▶ **Problem statement**: Below are entries. Copy exactly the lines running from the line that holds "- Spacing root" to the line that holds "- Removed the", with both ends included.
[Supplied records]
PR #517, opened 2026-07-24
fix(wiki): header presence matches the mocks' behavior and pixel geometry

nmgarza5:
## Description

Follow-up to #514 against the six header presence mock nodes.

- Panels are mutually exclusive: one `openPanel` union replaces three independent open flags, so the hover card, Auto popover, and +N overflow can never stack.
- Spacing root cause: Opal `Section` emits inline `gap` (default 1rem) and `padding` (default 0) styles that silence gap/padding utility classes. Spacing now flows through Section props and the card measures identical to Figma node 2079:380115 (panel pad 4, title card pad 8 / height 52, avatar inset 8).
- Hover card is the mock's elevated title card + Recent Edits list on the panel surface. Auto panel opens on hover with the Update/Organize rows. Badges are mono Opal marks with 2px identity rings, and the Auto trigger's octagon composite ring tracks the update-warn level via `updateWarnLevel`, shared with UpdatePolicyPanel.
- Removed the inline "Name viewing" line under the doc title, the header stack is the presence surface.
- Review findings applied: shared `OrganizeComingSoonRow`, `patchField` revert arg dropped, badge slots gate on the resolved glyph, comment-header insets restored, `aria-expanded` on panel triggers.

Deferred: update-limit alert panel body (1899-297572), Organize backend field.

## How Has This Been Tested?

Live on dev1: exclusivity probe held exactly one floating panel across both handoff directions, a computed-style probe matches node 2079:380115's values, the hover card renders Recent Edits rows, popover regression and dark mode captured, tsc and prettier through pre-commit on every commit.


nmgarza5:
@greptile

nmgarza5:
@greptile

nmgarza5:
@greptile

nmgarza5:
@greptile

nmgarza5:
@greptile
[/Supplied records]
[Supplied records]
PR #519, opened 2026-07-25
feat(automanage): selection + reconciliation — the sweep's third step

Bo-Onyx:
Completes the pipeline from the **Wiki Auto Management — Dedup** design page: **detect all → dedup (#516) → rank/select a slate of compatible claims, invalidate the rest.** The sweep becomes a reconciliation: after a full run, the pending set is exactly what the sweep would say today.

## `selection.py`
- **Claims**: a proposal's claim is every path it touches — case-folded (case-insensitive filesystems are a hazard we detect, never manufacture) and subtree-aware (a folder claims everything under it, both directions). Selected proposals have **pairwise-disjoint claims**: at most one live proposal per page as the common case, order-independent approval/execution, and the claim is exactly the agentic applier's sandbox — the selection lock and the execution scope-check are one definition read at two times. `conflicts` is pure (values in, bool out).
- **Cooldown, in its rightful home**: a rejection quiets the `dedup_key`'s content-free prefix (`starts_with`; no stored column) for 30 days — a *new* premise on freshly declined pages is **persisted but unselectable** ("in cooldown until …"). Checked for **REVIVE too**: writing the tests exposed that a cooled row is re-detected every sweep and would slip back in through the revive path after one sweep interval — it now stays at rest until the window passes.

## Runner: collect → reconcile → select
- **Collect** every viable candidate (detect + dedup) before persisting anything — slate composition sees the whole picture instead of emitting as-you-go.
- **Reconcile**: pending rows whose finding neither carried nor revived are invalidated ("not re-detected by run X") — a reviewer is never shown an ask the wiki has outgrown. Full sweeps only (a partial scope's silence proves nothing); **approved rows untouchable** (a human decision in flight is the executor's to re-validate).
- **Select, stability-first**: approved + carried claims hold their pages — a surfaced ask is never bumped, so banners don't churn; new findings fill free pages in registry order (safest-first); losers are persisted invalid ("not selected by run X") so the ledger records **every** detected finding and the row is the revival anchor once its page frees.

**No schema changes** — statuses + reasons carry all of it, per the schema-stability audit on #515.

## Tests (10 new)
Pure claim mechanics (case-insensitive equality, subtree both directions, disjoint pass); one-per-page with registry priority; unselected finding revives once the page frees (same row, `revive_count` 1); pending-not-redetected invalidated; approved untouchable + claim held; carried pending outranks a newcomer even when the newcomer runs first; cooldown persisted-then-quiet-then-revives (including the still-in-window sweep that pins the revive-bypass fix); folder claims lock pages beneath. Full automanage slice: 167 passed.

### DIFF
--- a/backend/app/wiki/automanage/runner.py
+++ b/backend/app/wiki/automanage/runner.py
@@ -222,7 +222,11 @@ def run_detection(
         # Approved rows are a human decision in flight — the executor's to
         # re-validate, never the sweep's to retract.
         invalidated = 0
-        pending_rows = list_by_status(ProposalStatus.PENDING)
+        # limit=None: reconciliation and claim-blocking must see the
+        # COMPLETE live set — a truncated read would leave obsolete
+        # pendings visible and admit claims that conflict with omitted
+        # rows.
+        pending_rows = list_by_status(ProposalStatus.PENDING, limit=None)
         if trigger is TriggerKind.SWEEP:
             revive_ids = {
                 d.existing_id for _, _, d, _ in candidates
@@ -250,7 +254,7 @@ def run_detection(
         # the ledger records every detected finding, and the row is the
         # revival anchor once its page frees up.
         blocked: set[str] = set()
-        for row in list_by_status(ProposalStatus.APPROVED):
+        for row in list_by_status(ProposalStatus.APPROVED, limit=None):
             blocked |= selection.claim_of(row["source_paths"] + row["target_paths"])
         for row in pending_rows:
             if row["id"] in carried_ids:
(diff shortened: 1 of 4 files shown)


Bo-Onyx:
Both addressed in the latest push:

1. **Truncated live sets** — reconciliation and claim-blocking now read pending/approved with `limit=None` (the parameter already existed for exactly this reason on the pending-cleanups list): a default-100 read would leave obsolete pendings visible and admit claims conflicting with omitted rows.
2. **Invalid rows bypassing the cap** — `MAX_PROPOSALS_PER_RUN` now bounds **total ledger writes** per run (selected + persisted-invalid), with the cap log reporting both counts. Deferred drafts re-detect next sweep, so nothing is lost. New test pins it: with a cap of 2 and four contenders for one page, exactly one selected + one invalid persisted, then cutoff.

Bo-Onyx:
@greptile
[/Supplied records]
▶ **Written answer**:
- Spacing root cause: Opal `Section` emits inline `gap` (default 1rem) and `padding` (default 0) styles that silence gap/padding utility classes. Spacing now flows through Section props and the card measures identical to Figma node 2079:380115 (panel pad 4, title card pad 8 / height 52, avatar inset 8).
- Hover card is the mock's elevated title card + Recent Edits list on the panel surface. Auto panel opens on hover with the Update/Organize rows. Badges are mono Opal marks with 2px identity rings, and the Auto trigger's octagon composite ring tracks the update-warn level via `updateWarnLevel`, shared with UpdatePolicyPanel.
- Removed the inline "Name viewing" line under the doc title, the header stack is the presence surface.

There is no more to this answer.